How to complete this task —
Whenever a line in the data holds the string "from", copy that line.

Data extracts —
Issue #10172, opened 2017-02-04
Assets files on theme plugins not loaded when set base URLs


BassemN:
This is a (multiple allowed):

* [x] bug
* [ ] enhancement
* [ ] feature-discussion (RFC)

* CakePHP Version: 3.3.13.
* Platform and Target: Apache/2.4.23 , 10.1.16-MariaDB, AND PHP 5.5.38.

### What you did
`app.php` file
```php
        'imageBaseUrl' => 'http://cdn.domain.com/img/',
        'cssBaseUrl' => 'http://cdn.domain.com/css/',
        'jsBaseUrl' => 'http://cdn.domain.com/js/',
```
`bootstrap.php` file
```php
Plugin::load('CustomTheme', ['ignoreMissing' => true, 'bootstrap' => true, 'routes' => true]);
```
`AppController.php` file
```php
    public function beforeRender(Event $event)
    {
        parent::beforeRender($event);
        $this->viewBuilder()->theme('CustomTheme');
    }
```
`src/Template/Layout/default.ctp` file
```php
<?= $this->Html->css('app'); ?>
```
### What happened
The CSS file path is not loaded from the plugin although the app.css file located in the plugin as you can see below
```html
<link rel="stylesheet" href="http://cdn.domain.com/css/app.css"/>
```
### What you expected to happen
The css file should be loaded from the plugin as the following
```html
<link rel="stylesheet" href="http://cdn.domain.com/custom_theme/css/app.css"/>
```
**This issue only happens when setting imageBaseUrl, cssBaseUrl & jsBaseUrl**

markstory:
Is the problem that the app version's of `app.css` was used instead of the theme/plugin's `app.css`?

BassemN:
@markstory Yes, that's it.

BassemN:
@markstory Please note that this only happens when setting imageBaseUrl, cssBaseUrl & jsBaseUrl.

markstory:
[...]

PR #12935, opened 2019-01-28
New test to show how plugin based assets interact with BaseUrl config

steinkel:
Plugin based assets were not adding the plugin prefix when baseUrl was defined, for example, for working with a pull origin CDN.

### DIFF
--- a/tests/TestCase/View/Helper/UrlHelperTest.php
+++ b/tests/TestCase/View/Helper/UrlHelperTest.php
@@ -570,9 +570,5 @@ class UrlHelperTest extends TestCase
         $result = $this->Helper->css('TestTheme.app.css');
         $expected = $cdnPrefix . 'app.css';
         $this->assertSame($expected, $result);
-
-        Configure::write('App.imageBaseUrl', $imageBaseUrl);
-        Configure::write('App.jsBaseUrl', $jsBaseUrl);
-        Configure::write('App.cssBaseUrl', $cssBaseUrl);
     }
 }
--- a/tests/TestCase/View/Helper/UrlHelperTest.php
+++ b/tests/TestCase/View/Helper/UrlHelperTest.php
@@ -544,4 +544,35 @@ class UrlHelperTest extends TestCase
 
         Configure::write('App.wwwRoot', $webRoot);
     }
+
+    /**
+     * Test plugin based assets will NOT use the plugin name
+     *
+     * @return void
+     */
+    public function testPluginAssetsPrependImageBaseUrl()
+    {
+        $cdnPrefix = 'https://cdn.example.com/';
+        $imageBaseUrl = Configure::read('App.imageBaseUrl');
+        $jsBaseUrl = Configure::read('App.jsBaseUrl');
+        $cssBaseUrl = Configure::read('App.cssBaseUrl');
+        Configure::write('App.imageBaseUrl', $cdnPrefix);
+        $result = $this->Helper->image('TestTheme.text.jpg');
+        $expected = $cdnPrefix . 'text.jpg';
+        $this->assertSame($expected, $result);
+
+        Configure::write('App.jsBaseUrl', $cdnPrefix);
+        $result = $this->Helper->script('TestTheme.app.js');
+        $expected = $cdnPrefix . 'app.js';
+        $this->assertSame($expected, $result);
+
+        Configure::write('App.cssBaseUrl', $cdnPrefix);
+        $result = $this->Helper->css('TestTheme.app.css');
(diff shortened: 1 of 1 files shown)


src/View/Helper/UrlHelper.php
```diff
@@ -176,6 +177,10 @@ public function assetUrl($path, array $options = [])
             list($plugin, $path) = $this->_View->pluginSplit($path, false);
         }
         if (!empty($options['pathPrefix']) && $path[0] !== '/') {
+            if (isset($plugin)) {
+                $path = Inflector::underscore($plugin) . '/' . $path;
```
dereuromark: Is this really underscore, not dashed?

steinkel:
code should pass all tests now, I'm thinking a refactor to reduce the complexity...

steinkel:
Moving forward, there could be an explicit "CDN" configuration key, to be used as a full base when dealing with assets, and a xxxBaseUrl to deal with the relative prefix based on the type of asset, so we can build the url's using the same structure via `CDN . xxxBaseUrl . path` for assets. Fonts are a pretty common asset too, having no specific xxxBaseUrl prefix or methods in Html/Url helpers.

markstory:
This came up once before in #10172

src/View/Helper/UrlHelper.php
```diff
@@ -185,9 +198,10 @@ public function assetUrl($path, array $options = [])
             $path .= $options['ext'];
         }
         if (preg_match('|^([a-z0-9]+:)?//|', $path)) {
+
```
markstory: Extra line here.

src/View/Helper/UrlHelper.php
```diff
@@ -176,7 +177,19 @@ public function assetUrl($path, array $options = [])
             list($plugin, $path) = $this->_View->pluginSplit($path, false);
         }
         if (!empty($options['pathPrefix']) && $path[0] !== '/') {
-            $path = $options['pathPrefix'] . $path;
+            if (preg_match('|^([a-z0-9]+:)?//|', $options['pathPrefix'])) {
```
markstory: Are you guarding against the path prefix containing a URI / full path?

markstory (commented):
This has the potential to impact people's deployments as we're changing what an input path maps to in their CDN.

src/View/Helper/UrlHelper.php
steinkel: fixed

steinkel:
Yes, reading about the context in #10172 (thanks for the link) I see others could be using a flat directory structure to copy all assets, as mentioned there.
This behavior would lead to tricky issues to debug, as cdn enabled sites usually appear later in the release cycle. As assets could overwrite other assets with the same name.

The changes implemented here pass existing tests for Html and UrlHelper, but this case was not  documented or covered in test cases, so my initial reaction was "fixing" it :)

Response —
The CSS file path is not loaded from the plugin although the app.css file located in the plugin as you can see below
The css file should be loaded from the plugin as the following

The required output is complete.